[Exercise goal]:
Transcribe every record exactly as it appears.

[Recorded data]:
....................

PR #2095, opened 2019-03-22
std: add ascii with C ASCII character classes

shawnl:
I needed a better toUpper() than the poor version in fmt/parse_float.zig working on #2047, and ended up with this.

Does NOT look at the locale the way the C functions do.

       int isalnum(int c);
       int isalpha(int c);
       int iscntrl(int c);
       int isdigit(int c);
       int isgraph(int c);
       int islower(int c);
       int isprint(int c);
       int ispunct(int c);
       int isspace(int c);
       int isupper(int c);
       int isxdigit(int c);

       int isascii(int c);
       int isblank(int c);

       int toupper(int c);
       int tolower(int c);

Tested to match glibc (when using C locale) with this program:

const c = @cImport({
    // See https://github.com/ziglang/zig/issues/515
    @cDefine("_NO_CRT_STDIO_INLINE", "1");
    @cInclude("stdio.h");
    @cInclude("string.h");
    @cInclude("ctype.h");
});

const std = @import("std");
const ascii = std.ascii;
const abort = std.os.abort;

export fn main(argc: c_int, argv: **u8) c_int {
    var i: u8 = undefined;
    i = 0;
    while (true) {
        if (ascii.isAlNum(i) != (c.isalnum(i) > 0)) { abort(); }
        if (ascii.isAlpha(i) != (c.isalpha(i) > 0)) { abort(); }
        if (ascii.isCtrl(i) != (c.iscntrl(i) > 0)) { abort(); }
        if (ascii.isDigit(i) != (c.isdigit(i) > 0)) { abort(); }
        if (ascii.isGraph(i) != (c.isgraph(i) > 0)) { abort(); }
        if (ascii.isLower(i) != (c.islower(i) > 0)) { abort(); }
        if (ascii.isPrint(i) != (c.isprint(i) > 0)) { abort(); }
        if (ascii.isPunct(i) != (c.ispunct(i) > 0)) { abort(); }
        if (ascii.isSpace(i) != (c.isspace(i) > 0)) { abort(); }
        if (ascii.isUpper(i) != (c.isupper(i) > 0)) { abort(); }
        if (ascii.isXDigit(i) != (c.isxdigit(i) > 0)) { abort(); }
        if (i == 255) { break; }
        i += 1;
    }

    _ = c.printf(c"Success!\n");
    return 0;
}

PR #11629, opened 2022-05-10
`std.ascii`: general improvements

### LINKED ISSUE #8419: std.ascii isPunct returns true for several symbols

r00ster91:
This PR:

* Improves existing documentation and adds more.
* Adds more tests.
* Shows off Zig's *awesome* `comptime` feature by easily generating all the tables at compile time! This is much easier to read and to maintain. I mean the tables looked cool but I had no idea what they did or how they worked because there wasn't even any documentation. Now anyone should be able to add new things to it with a lot less effort. There are now naive functions which do what the exposed public equivalents do. They're used to generate those tables and they're used if the table isn't available: I thought why not make use of those naive functions and use them in place of the table implementation if we're in `ReleaseSmall` mode? It saves some 256 bytes.
* It makes `isAlNum` have its own dedicated table entry and removes `isGraph`'s table entry. I found this to be faster by one or a few instructions.

### DIFF
--- a/lib/std/ascii.zig
+++ b/lib/std/ascii.zig
@@ -59,51 +59,59 @@ pub const control_code = struct {
 // These naive functions are used to generate the lookup table
 // and they're used as fallbacks for if the lookup table isn't available.
 //
-// Note that some functions like for example `isDigit` don't use a table because it's slower.
-// Using a table is generally only useful if not all `true` values in the table would be in one row.
+// Note that even some very simple functions like `isDigit` use a table because it avoids
+// branching which is slow.
 
-fn isCntrlNaive(c: u8) bool {
-    return c <= control_code.US or c == control_code.DEL;
-}
 fn isAlphaNaive(c: u8) bool {
-    return isLower(c) or isUpper(c);
+    return isLowerNaive(c) or isUpperNaive(c);
 }
 fn isXDigitNaive(c: u8) bool {
-    return isDigit(c) or
+    return isDigitNaive(c) or
         (c >= 'a' and c <= 'f') or
         (c >= 'A' and c <= 'F');
 }
-fn isAlNumNaive(c: u8) bool {
-    return isDigit(c) or isAlphaNaive(c);
+fn isSpaceNaive(c: u8) bool {
+    return std.mem.indexOfScalar(u8, &spaces, c) != null;
+}
+fn isDigitNaive(c: u8) bool {
+    return c >= '0' and c <= '9';
+}
+fn isLowerNaive(c: u8) bool {
+    return c >= 'a' and c <= 'z';
+}
+fn isUpperNaive(c: u8) bool {
+    return c >= 'A' and c <= 'Z';
 }
 fn isPunctNaive(c: u8) bool {
-    @setEvalBranchQuota(3000);
     return (c >= '!' and c <= '/') or
         (c >= '[' and c <= '`') or
         (c >= '{' and c <= '~') or
         (c >= ':' and c <= '@');
 }
-fn isSpaceNaive(c: u8) bool {
-    @setEvalBranchQuota(5000);
-    return std.mem.indexOfScalar(u8, &spaces, c) != null;
+fn isAlNumNaive(c: u8) bool {
+    return isDigitNaive(c) or isAlphaNaive(c);
 }
 
 /// A lookup table.
 const CombinedTable = struct {
     table: [256]u8,
 
-    const Index = enum {
-        control,
+    // We cannot have >8 variants here which means we should choose
+    // only the most important/common functions to use a table for.
+    const Index = enum(u3) {
         alphabetic,
         hexadecimal,
-        alphanumeric,
+        space,
+        digit,
+        lower,
+        upper,
         punct,
-        spaces,
+        alnum,
     };
 
     /// Generates a table which is filled with the results of the given function for all characters.
     fn getBoolTable(comptime condition: fn (u8) bool) [128]bool {
-        @setEvalBranchQuota(2000);
+        @setEvalBranchQuota(7500);
         comptime var table: [128]bool = undefined;
         comptime var index = 0;
         while (index < 128) : (index += 1) {
@@ -115,22 +123,26 @@ const CombinedTable = struct {
     fn init() CombinedTable {
         comptime var table: [256]u8 = undefined;
 
-        const control_table = comptime getBoolTable(isCntrlNaive);
-        const alpha_table = comptime getBoolTable(isAlphaNaive);
-        const hex_table = comptime getBoolTable(isXDigitNaive);
-        const alphanumeric_table = comptime getBoolTable(isAlNumNaive);
+        const alphabetic_table = comptime getBoolTable(isAlphaNaive);
+        const hexadecimal_table = comptime getBoolTable(isXDigitNaive);
+        const space_table = comptime getBoolTable(isSpaceNaive);
+        const digit_table = comptime getBoolTable(isDigitNaive);
+        const lower_table = comptime getBoolTable(isLowerNaive);
+        const upper_table = comptime getBoolTable(isUpperNaive);
         const punct_table = comptime getBoolTable(isPunctNaive);
-        const whitespace_table = comptime getBoolTable(isSpaceNaive);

....................

[Finished exercise]:
PR #2095, opened 2019-03-22
std: add ascii with C ASCII character classes

shawnl:
I needed a better toUpper() than the poor version in fmt/parse_float.zig working on #2047, and ended up with this.

Does NOT look at the locale the way the C functions do.

       int isalnum(int c);
       int isalpha(int c);
       int iscntrl(int c);
       int isdigit(int c);
       int isgraph(int c);
       int islower(int c);
       int isprint(int c);
       int ispunct(int c);
       int isspace(int c);
       int isupper(int c);
       int isxdigit(int c);

       int isascii(int c);
       int isblank(int c);

       int toupper(int c);
       int tolower(int c);

Tested to match glibc (when using C locale) with this program:

const c = @cImport({
    // See https://github.com/ziglang/zig/issues/515
    @cDefine("_NO_CRT_STDIO_INLINE", "1");
    @cInclude("stdio.h");
    @cInclude("string.h");
    @cInclude("ctype.h");
});

const std = @import("std");
const ascii = std.ascii;
const abort = std.os.abort;

export fn main(argc: c_int, argv: **u8) c_int {
    var i: u8 = undefined;
    i = 0;
    while (true) {
        if (ascii.isAlNum(i) != (c.isalnum(i) > 0)) { abort(); }
        if (ascii.isAlpha(i) != (c.isalpha(i) > 0)) { abort(); }
        if (ascii.isCtrl(i) != (c.iscntrl(i) > 0)) { abort(); }
        if (ascii.isDigit(i) != (c.isdigit(i) > 0)) { abort(); }
        if (ascii.isGraph(i) != (c.isgraph(i) > 0)) { abort(); }
        if (ascii.isLower(i) != (c.islower(i) > 0)) { abort(); }
        if (ascii.isPrint(i) != (c.isprint(i) > 0)) { abort(); }
        if (ascii.isPunct(i) != (c.ispunct(i) > 0)) { abort(); }
        if (ascii.isSpace(i) != (c.isspace(i) > 0)) { abort(); }
        if (ascii.isUpper(i) != (c.isupper(i) > 0)) { abort(); }
        if (ascii.isXDigit(i) != (c.isxdigit(i) > 0)) { abort(); }
        if (i == 255) { break; }
        i += 1;
    }

    _ = c.printf(c"Success!\n");
    return 0;
}

PR #11629, opened 2022-05-10
`std.ascii`: general improvements

### LINKED ISSUE #8419: std.ascii isPunct returns true for several symbols

r00ster91:
This PR:

* Improves existing documentation and adds more.
* Adds more tests.
* Shows off Zig's *awesome* `comptime` feature by easily generating all the tables at compile time! This is much easier to read and to maintain. I mean the tables looked cool but I had no idea what they did or how they worked because there wasn't even any documentation. Now anyone should be able to add new things to it with a lot less effort. There are now naive functions which do what the exposed public equivalents do. They're used to generate those tables and they're used if the table isn't available: I thought why not make use of those naive functions and use them in place of the table implementation if we're in `ReleaseSmall` mode? It saves some 256 bytes.
* It makes `isAlNum` have its own dedicated table entry and removes `isGraph`'s table entry. I found this to be faster by one or a few instructions.

### DIFF
--- a/lib/std/ascii.zig
+++ b/lib/std/ascii.zig
@@ -59,51 +59,59 @@ pub const control_code = struct {
 // These naive functions are used to generate the lookup table
 // and they're used as fallbacks for if the lookup table isn't available.
 //
-// Note that some functions like for example `isDigit` don't use a table because it's slower.
-// Using a table is generally only useful if not all `true` values in the table would be in one row.
+// Note that even some very simple functions like `isDigit` use a table because it avoids
+// branching which is slow.
 
-fn isCntrlNaive(c: u8) bool {
-    return c <= control_code.US or c == control_code.DEL;
-}
 fn isAlphaNaive(c: u8) bool {
-    return isLower(c) or isUpper(c);
+    return isLowerNaive(c) or isUpperNaive(c);
 }
 fn isXDigitNaive(c: u8) bool {
-    return isDigit(c) or
+    return isDigitNaive(c) or
         (c >= 'a' and c <= 'f') or
         (c >= 'A' and c <= 'F');
 }
-fn isAlNumNaive(c: u8) bool {
-    return isDigit(c) or isAlphaNaive(c);
+fn isSpaceNaive(c: u8) bool {
+    return std.mem.indexOfScalar(u8, &spaces, c) != null;
+}
+fn isDigitNaive(c: u8) bool {
+    return c >= '0' and c <= '9';
+}
+fn isLowerNaive(c: u8) bool {
+    return c >= 'a' and c <= 'z';
+}
+fn isUpperNaive(c: u8) bool {
+    return c >= 'A' and c <= 'Z';
 }
 fn isPunctNaive(c: u8) bool {
-    @setEvalBranchQuota(3000);
     return (c >= '!' and c <= '/') or
         (c >= '[' and c <= '`') or
         (c >= '{' and c <= '~') or
         (c >= ':' and c <= '@');
 }
-fn isSpaceNaive(c: u8) bool {
-    @setEvalBranchQuota(5000);
-    return std.mem.indexOfScalar(u8, &spaces, c) != null;
+fn isAlNumNaive(c: u8) bool {
+    return isDigitNaive(c) or isAlphaNaive(c);
 }
 
 /// A lookup table.
 const CombinedTable = struct {
     table: [256]u8,
 
-    const Index = enum {
-        control,
+    // We cannot have >8 variants here which means we should choose
+    // only the most important/common functions to use a table for.
+    const Index = enum(u3) {
         alphabetic,
         hexadecimal,
-        alphanumeric,
+        space,
+        digit,
+        lower,
+        upper,
         punct,
-        spaces,
+        alnum,
     };
 
     /// Generates a table which is filled with the results of the given function for all characters.
     fn getBoolTable(comptime condition: fn (u8) bool) [128]bool {
-        @setEvalBranchQuota(2000);
+        @setEvalBranchQuota(7500);
         comptime var table: [128]bool = undefined;
         comptime var index = 0;
         while (index < 128) : (index += 1) {
@@ -115,22 +123,26 @@ const CombinedTable = struct {
     fn init() CombinedTable {
         comptime var table: [256]u8 = undefined;
 
-        const control_table = comptime getBoolTable(isCntrlNaive);
-        const alpha_table = comptime getBoolTable(isAlphaNaive);
-        const hex_table = comptime getBoolTable(isXDigitNaive);
-        const alphanumeric_table = comptime getBoolTable(isAlNumNaive);
+        const alphabetic_table = comptime getBoolTable(isAlphaNaive);
+        const hexadecimal_table = comptime getBoolTable(isXDigitNaive);
+        const space_table = comptime getBoolTable(isSpaceNaive);
+        const digit_table = comptime getBoolTable(isDigitNaive);
+        const lower_table = comptime getBoolTable(isLowerNaive);
+        const upper_table = comptime getBoolTable(isUpperNaive);
         const punct_table = comptime getBoolTable(isPunctNaive);
-        const whitespace_table = comptime getBoolTable(isSpaceNaive);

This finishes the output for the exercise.